Any feedback would be appreciated.


----------



## jojo (Sep 20, 2007)

St Anthony's didn't have a great reputation when we were there. The best schools IMO are sunny view in torremolinos and The British College in Torremuelle, Benalmadena. My son gained 9 good grade IGSCEs at the latter!

Jo xxx


----------



## zaragozaram1 (Apr 27, 2013)

How long since your kinds were there? Things change, and have done dramatically at the two schools you mention.

St Ants have a growing online presence, including CURRENT parental testamonials. Do a quick search on Google.


----------



## jojo (Sep 20, 2007)

zaragozaram1 said:


> How long since your kinds were there? Things change, and have done dramatically at the two schools you mention.
> 
> St Ants have a growing online presence, including CURRENT parental testamonials. Do a quick search on Google.


Maybe, altho the friends I have who are still in the area would argue that. I was always guided by the NABSS overseeing body and the results from those around me, rahter than the ability to post stuff on line

Jo xxx


----------



## zaragozaram1 (Apr 27, 2013)

Fair enough, but equally I would be guided by what I see with my own eyes and feel with my own gut, rather than second hand and unsubstantiated testimonials or by a privately run grading body, that has proved over time to be neither fair nor value for money.


----------



## jojo (Sep 20, 2007)

zaragozaram1 said:


> Fair enough, but equally I would be guided by what I see with my own eyes and feel with my own gut, rather than second hand and unsubstantiated testimonials or by a privately run grading body, that has proved over time to be neither fair nor value for money.


I agree and it has to be said that we all want different things from schools. I personally found The British College the best, but I have friends who loved and still love Sunnyview. I've not met anyone who liked St Anthonys, altho I have met former pupils.

But the question has been asked on here and I've answered it IMO!

Jo xxx


----------



## zaragozaram1 (Apr 27, 2013)

jojo said:


> . I've not met anyone who liked St Anthonys,
> 
> Jo xxx


Well now you have :wave:


----------



## jojo (Sep 20, 2007)

zaragozaram1 said:


> Well now you have :wave:


 Arent you a teacher there???
Jo xxx


----------



## zaragozaram1 (Apr 27, 2013)

Parent firstly, teacher yes. Does that make my opinions more, less or equally valid?


----------



## jojo (Sep 20, 2007)

zaragozaram1 said:


> Parent firstly, teacher yes. Does that make my opinions more, less or equally valid?
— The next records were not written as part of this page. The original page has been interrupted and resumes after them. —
PR #5817, opened 2025-09-06
scalapb-support-java-generation

arminsumo:
Extend the scalapb plugin to allow for generating scala, or java, or both.
Can probably be extended in the future to support arbitrary generators https://scalapb.github.io/docs/scalapbc/#loading-additional-generators-from-maven

### DIFF
--- a/contrib/scalapblib/src/mill/contrib/scalapblib/ScalaPBWorker.scala
+++ b/contrib/scalapblib/src/mill/contrib/scalapblib/ScalaPBWorker.scala
@@ -24,7 +24,8 @@ class ScalaPBWorker {
           val scalaPBCompilerClass = cl.loadClass("scalapb.ScalaPBC")
           val mainMethod = scalaPBCompilerClass.getMethod("main", classOf[Array[java.lang.String]])
           val args = otherArgs ++ generators.map { gen =>
-            val opts = if (scalaPBOptions.isEmpty || !gen.supportsScalaPBOptions) "" else scalaPBOptions + ":"
+            val opts = if (scalaPBOptions.isEmpty || !gen.supportsScalaPBOptions) ""
+            else scalaPBOptions + ":"
             s"${gen.generator}=$opts${generatedDirectory.getCanonicalPath}"
           } ++ roots.map(root => s"--proto_path=${root.getCanonicalPath}") ++ sources.map(
             _.getCanonicalPath
@@ -89,7 +90,14 @@ class ScalaPBWorker {
           Seq(ioFile)
     }
     val roots = scalaPBSources.map(_.toIO).filter(_.isDirectory)
-    compiler.compileScalaPB(roots, sources, scalaPBOptions, dest.toIO, scalaPBCExtraArgs, generators)
+    compiler.compileScalaPB(
+      roots,
+      sources,
+      scalaPBOptions,
+      dest.toIO,
+      scalaPBCExtraArgs,
+      generators
+    )
     mill.api.Result.Success(PathRef(dest))
   }
 }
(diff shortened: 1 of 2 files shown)


contrib/scalapblib/test/src/mill/contrib/scalapblib/TutorialTests.scala
```diff
@@ -70,19 +72,68 @@ object TutorialTests extends TestSuite {
...
+    object core extends TutorialModule {
+      override def scalaPBGenerators = Seq(JavaGen)
+    }
+
+    lazy val millDiscover = Discover[this.type]
+  }
+
+  object TutorialWithScalaAndJavaGen extends TutorialBase {
+    object core extends TutorialModule {
+      override def scalaPBGenerators = Seq[Generator](ScalaGen, JavaGen)
```
arminsumo, line 85: Seems like we need to explicitly define the type of the Seq here, otherwise upickle can't find the implicit reader.
although having a single value in there seems to work fine...

contrib/scalapblib/src/mill/contrib/scalapblib/ScalaPBWorker.scala
```diff
@@ -97,10 +108,25 @@ trait ScalaPBWorkerApi {
...
+case object ScalaGen extends Generator {
+  override def generator: String = "--scala_out"
+  override def supportsScalaPBOptions: Boolean = true
+}
+case object JavaGen extends Generator {
+  override def generator: String = "--java_out"
+  override def supportsScalaPBOptions: Boolean =
+    false // Java options are specified directly in the proto file
+}
+
```
lefou, line 129: Looks like this could be an enum.

lihaoyi:
@lefou could you help review this one? Thanks!

contrib/scalapblib/src/mill/contrib/scalapblib/ScalaPBModule.scala
```diff
@@ -22,6 +22,8 @@ trait ScalaPBModule extends ScalaModule {
 
   def scalaPBVersion: T[String]
 
+  def scalaPBGenerators: T[Seq[Generator]] = Seq[Generator](ScalaGen)
```
lefou, line 25: Can we have some docs here which answers: What is a generator? Which can be choosen from? What is the default?

contrib/scalapblib/src/mill/contrib/scalapblib/ScalaPBWorker.scala
lefou: Can you define `Generator` in it's own file? It also needs some docs what `supportsScalaPBOptions` means. I'd prefer to name it `supportsScalaPbOptions` (small `b`).

Are there other generators we could support? Can we add an `CustomGen` to let the user define and use other generators?

contrib/scalapblib/test/src/mill/contrib/scalapblib/TutorialTests.scala
lefou: Does making `Generator` an enum fixes the issue?

contrib/scalapblib/src/mill/contrib/scalapblib/ScalaPBWorker.scala
stellerex: > Are there other generators we could support?

Things like OpenAPI generator, probably. I'm using following configuration in one of my projects:
```
override def scalaPBAdditionalArgs: T[Seq[String]] = {
  val classifier = if (Properties.isWin) "windows-x86_64" else "linux-x86_64"
  Seq(
    s"--plugin-artifact=io.grpc:protoc-gen-grpc-java:${versions.grpc}:default,classifier=$classifier,ext=exe,type=jar",
    s"--plugin-artifact=zone.dragon.protobuf:protoc-gen-openapi:${versions.genOpenApi}:default,classifier=$classifier,ext=exe,type=jar,exclude=com.google.protobuf%*,exclude=io.grpc%*",
    s"--java_out=${generatedJavaSources().path.toIO.getCanonicalPath}",
    s"--grpc-java_out=${generatedJavaSources().path.toIO.getCanonicalPath}",
    s"--openapi_out=version=0.0.1,enum_type=string:${generatedOpenApi().path.toIO.getCanonicalPath}"
  )
}
```

lefou:
This was merged as part of #5996. Thank you, @arminsumo !

PR #5819, opened 2025-09-07
Cut down the number of Mill file suffixes to just `.mill`

lihaoyi:
`.sc` was fine as a migration bridge and `.mill.scala` was a good stopgap measure when `.mill` file support in tools wasn't there, but IntelliJ/VSCode/ScalaFmt now have support for `.mill` files so we can consider standardizing on it.

This is a breaking change for local builds but not plugins, so would go into 1.1.0


lefou:
Reverted in #5861

Issue #5714, opened 2025-08-18
Single-file Java, Scala, and Kotlin projects


lihaoyi:
The goal of this ticket is to allow people to directly run `.java`, `.scala`, and `.kotlin` files outside of a project:

`foo.java`
```java
//| mvnDeps: ["org.thymeleaf:thymeleaf:3.1.1.RELEASE"]
import org.thymeleaf.TemplateEngine;
import org.thymeleaf.context.Context;

void main(String[] args) {
  var context = new Context();
  context.setVariable("heading", args[0]);
  context.setVariable("paragraph", args[1]);
  var output = new TemplateEngine().process(
    "<div><h1 th:text=\"${heading}\"></h1><p th:text=\"${paragraph}\"></p></div>",
    context
  );
  System.out.println(output);
}
```

```console
>  ./mill Foo.java run hello world
<div><h1>hello</h1><p>world</p></div>

>  ./mill Foo.java compile

>  ./mill Foo.java show assembly
```

Mill already has the major components for this:

* Header-comment YAML syntax allowing build config to be included in the file the config applies too
* A rich set of configuration values or configuring Java, Scala, and Kotlin modules: `mvnDeps`, `javacOptions`, `scalacOptions`, `kotlincOptions`, `mill-jvm-version`, etc.
* High-quality toolchains for compiling, running, packaging and publishing these modules

This would allow Mill to compete with JBang, ScalaCLI, Ammonite Scripts, and Kotlin Scripting in the ability to write and run small single-file scripts, but with the power of a full build tool behind it for more advanced use cases: autoformatting, executable assemblies, graal native images, publishing to maven central, etc. These single-file modules could also integrate with a larger project, depending on modules defined in `.mill` build files via a `moduleDeps: [str]` YAML config, or be entirely standalone

While `./mill Foo.java`, `./mill Foo.scala`, or `./mill Foo.kotlin` may technically conflict with user-defined modules such as `Foo/java/package.mill`, in practice this should be rare enough we don't have to worry about it.

lefou:
[...]

PR #5820, opened 2025-09-07
Allow running standalone single-file scripts using Mill

lihaoyi:
First pass at https://github.com/com-lihaoyi/mill/issues/5714

Initial pass, this works:

```
$ ./mill -f Foo.java run --text hello

[6972/6972] dist.run
watching processId file (expected content = 63396): /Users/lihaoyi/Github/mill/test/out/mill-no-daemon/pid-63396/processId
============================== run --text hello ==============================
[55/55] run
[55] SLF4J: No SLF4J providers were found.
[55] SLF4J: Defaulting to no-operation (NOP) logger implementation
[55] SLF4J: See https://www.slf4j.org/codes.html#noProviders for further details.
[55] <h1>hello</h1>
[55/55] ============================== run --text hello ==============================
[6972/6972] ============================== dist.run test -i -f Foo.java run --text hello ============================== 1s
```

The basic approach is 

- Allow `-f`/`--file` to be passed to specify a script file to use rather than `build.mill`
- If `-f` is passed, use an alternate shortened `MillBuildBootstrap` process that has a single build stage with a hard-coded `RootModule` based on the extension of the script: `mill.meta.ScriptModule.Java`, `.Scala`, or `.Kotlin`

In the common case where someone wants to just run a script, they can run:

```
./mill Foo.java --text hello
```

As a shorthand for the full `./mill -f Foo.java run --text hello`. We special-case the first token ending with `.java`, `.scala`, or `.kt` to support this. I expect this would be what people want to do with their scripts the vast majority of the time, so it deserves its own extra-concise syntax even if it has some theoretical overlap with user-defined tasks ending with those names

Other notes: 

- For single-file projects, we assign them a subfolder in the out folder where all the build takes place e.g. `foo/bar/Baz.kt` gets assigned `out/foo/bar/Baz.kt/` as its out folder. Normal tasks and modules won't normally have `.`s in their name, so this ensures that the single-file projects won't collide with normal module and task output files

- Some of the task outputs from `mill.javalib.publish` have been given short-hands `upickle.Reader`s for writing them in the YAML build header. I expect we will need to add more such shorthands in future

- Started with some basic doc sections on the per-language `intro.adoc` and `module-config.adoc` pages touching on usage of these single-file projects, but I expect we'll need more documentation

- For this PR, the single-file projects are entirely standalone and not connected to any enclosing Mill build, but that may be something we can integrate in future to allow single-file projects to define `moduleDeps` on the enclosing `build.mill`'s modules

Tested with a example tests


lefou:
> As a shorthand for the full `./mill -f Foo.java run --text hello`. We special-case the first token ending with `.java`, `.scala`, or `.kt` to support this. I expect this would be what people want to do with their scripts the vast majority of the time, so it deserves its own extra-concise syntax even if it has some theoretical overlap with user-defined tasks ending with those names

We probably should only do this, if there is no `build.mill` files. Otherwise, we should check for the existence of the assumed `.java` file and inform the user that she needs to use `-f`/`--file`.

lefou:
> * For single-file projects, we assign them a subfolder in the out folder where all the build takes place e.g. `foo/bar/Baz.kt` gets assigned `out/foo/bar/Baz.kt/` as its out folder. Normal tasks and modules won't normally have `.`s in their name, so this ensures that the single-file projects won't collide with normal module and task output files

This concept should allow us to also handle classic but renamed `build.mill` files. This might be useful for experimenting or testing stuff by just copying the `build.mill` and running Mill with `mill -f my-copied-build.mill`. E.g. when migrating or refactoring build stuff.

lihaoyi:
Going to merge this first and iterate further on the code in master

lihaoyi:
Decided to revert this for now in https://github.com/com-lihaoyi/mill/commit/72db1f396dd1a6f6205228e7f0aef65c7412bd18; I think it needs a bit more baking and experimentation before it's ready for people to use, and I don't want to commit to the current implementation and semantics just yet

PR #6018, opened 2025-10-23
Improve docs for single-file scripts

lihaoyi:
- Replace kotlinx-cli (which is unmaintained) with clikt
- Include Crawler example in Java and Kotlin `intro.adoc`
- Add links to the libraries used in the Crawler script
- Add some more text comparing {language} scripts with Bash
-


example/scalalib/basic/2-script-crawler/build.mill
```diff
@@ -32,3 +43,12 @@
 // These bundled libraries are only available in single-file scripts for convenience; in
 // config-based modules or programmatic modules, you would need to add them to `mvnDeps` explicitly.
 // You can also disable use of these libraries in scripts via `//| includDefaultScriptMvnDeps: false`.
+// And as we saw earlier, you can include any other libraries you with using `//| mvnDeps`.
```
lefou: you wish? 

```suggestion
// And as we saw earlier, you can include any other libraries you wish using `//| mvnDeps`.
```

Issue #3660, opened 2024-10-04
Make `out/` folder contents (more) reproducible and filesystem layout agnostic


lihaoyi:
The goal of this ticket is to make the `out/` folder contents more reproducible, such that it contains the same bytes and hashes regardless of the user's filesystem layout _outside_ of that folder. This is would allow re-using the `out/` folder as a build cache between different machines that may have the checkout in different place (e.g. `/Users/alice/my-repository` vs `/Users/charlie/my-repository`), both coarse grained (e.g. by sending over a zip file) and fine grained (via the bazel remote cache protocol)

The main thing that needs to happen is that every `os.Path` and `mill.api.PathRef` that is serialized within a "known" directory needs to be normalized to a path relative to an abstract reference to that known directory. e.g. 

* `/Users/alice/my-repository/out/foo/bar.dest/qux` should be serialized as `$WORKSPACE/out/foo/bar.dest/qux`
* `/Users/lihaoyi/Library/Caches/Coursier/v1/https/repo1.maven.org/maven2/org/scala-lang/scala-library/2.13.14/scala-library-2.13.14.jar` should be serialized as `$COURSIER_CACHE/v1/https/repo1.maven.org/maven2/org/scala-lang/scala-library/2.13.14/scala-library-2.13.14.jar`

Of course not lol!!!! Altho its always a good idea to declare your interests. The positives are that you fully understand the system, the teaching methods and have chosen that school because you believe in it. The negatives are that you may well just want to advertise to get more kids into the school???!! 

We all have our opinions - hence the forum 

Jo xxxx


----------



## zaragozaram1 (Apr 27, 2013)

Ok, last post on this as the OP will be getting bored of our online joust. Maybe I under represented my position in the conversation, however I have as much right to defend an unsubstantiated or out of date rumour as any one else. Too much hard work is being done by too many people to let gossip run unchecked.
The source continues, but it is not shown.